Optimization of a Molecularly Imprinted Polymer Synthesis for a Rapid Detection of Caffeic Acid in Wine

Abstract

Molecular imprinting is an efficient strategy to make the detection of compounds more specific and more selective. This targeted analytical strategy using molecularly imprinted polymer (MIP) synthesis needs to obtain the optimized conditions. A selective molecularly imprinted polymer was prepared for caffeic acid (CA) detection after varying the following synthesis parameters: functional monomer type (N-phenylacrylamide, N-PAA or methacrylic acid, MAA), solvent type (acetonitrile/methanol or acetonitrile/toluene), and the polymerization method (UV or thermal initiation).

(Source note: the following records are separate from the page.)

PR #227, opened 2020-07-14
(VDB-1459) Add msg.sender for maker.deal

rmulhol:


db/migrations/20180910233720_create_deal.sql
```diff
@@ -17,12 +18,9 @@ CREATE INDEX deal_bid_id_index
     ON maker.deal (bid_id);
 CREATE INDEX deal_address_index
     ON maker.deal (address_id);
+CREATE INDEX deal_msg_sender_index
+    ON maker.deal (msg_sender);
 
 
 -- +goose Down
-DROP INDEX maker.deal_address_index;
```
paytonrules, line 23: Did you mean to remove this drop? I guess maybe it's unnecessary since you're getting rid of the columns.

transformers/component_tests/queries/test_helpers/test_helpers.go
```diff
@@ -586,12 +586,15 @@ func SetUpFlopBidContext(setupData FlopBidCreationInput) (err error) {
 func CreateDeal(input DealCreationInput) (err error) {
 	addressID, addressErr := shared.GetOrCreateAddress(input.ContractAddress, input.DB)
 	Expect(addressErr).NotTo(HaveOccurred())
+	msgSenderID, msgSenderErr := shared.GetOrCreateAddress(test_data.DealEventLog.Log.Topics[1].Hex(), input.DB)
```
paytonrules: Not a blocker but you could use the helper function I added for this in test_data, since we use it so often.

paytonrules (approved):
Could probably use my magical test function in a couple spots, but otherwise looks right.

db/migrations/20180910233720_create_deal.sql
rmulhol: Yeah just figured removing it entirely was probably more simple than adding another one for the new index. Had previously been a fan of being explicit about the drops, but it seems unnecessary if we lose them when we drop the table anyway (and makes it all to easy to forget one).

The optimal polymer was obtained using MAA as a functional monomer, acetonitrile/methanol as solvent, and UV polymerization. Morphological characterizations were done for the optimal CA-MIP using mid-infrared spectroscopy, scanning electron microscopy, and nitrogen adsorption. The optimal polymer showed good specificity and selectivity in the presence of interferents (antioxidants having a chemical structure close to CA) in a hydroalcoholic solution. The electrochemical detection of CA was performed by cyclic voltammetry (CV) after the interaction between CA and the optimal MIP in a wine sample. The linear range of the developed method was between 0 and 1.11 mM, the limit of detection (LOD) was 0.13 mM, and the limit of quantification (LOQ) was 0.32 mM. HPLC-UV was used to validate the newly developed method. Recovery values were between 104% and 111%.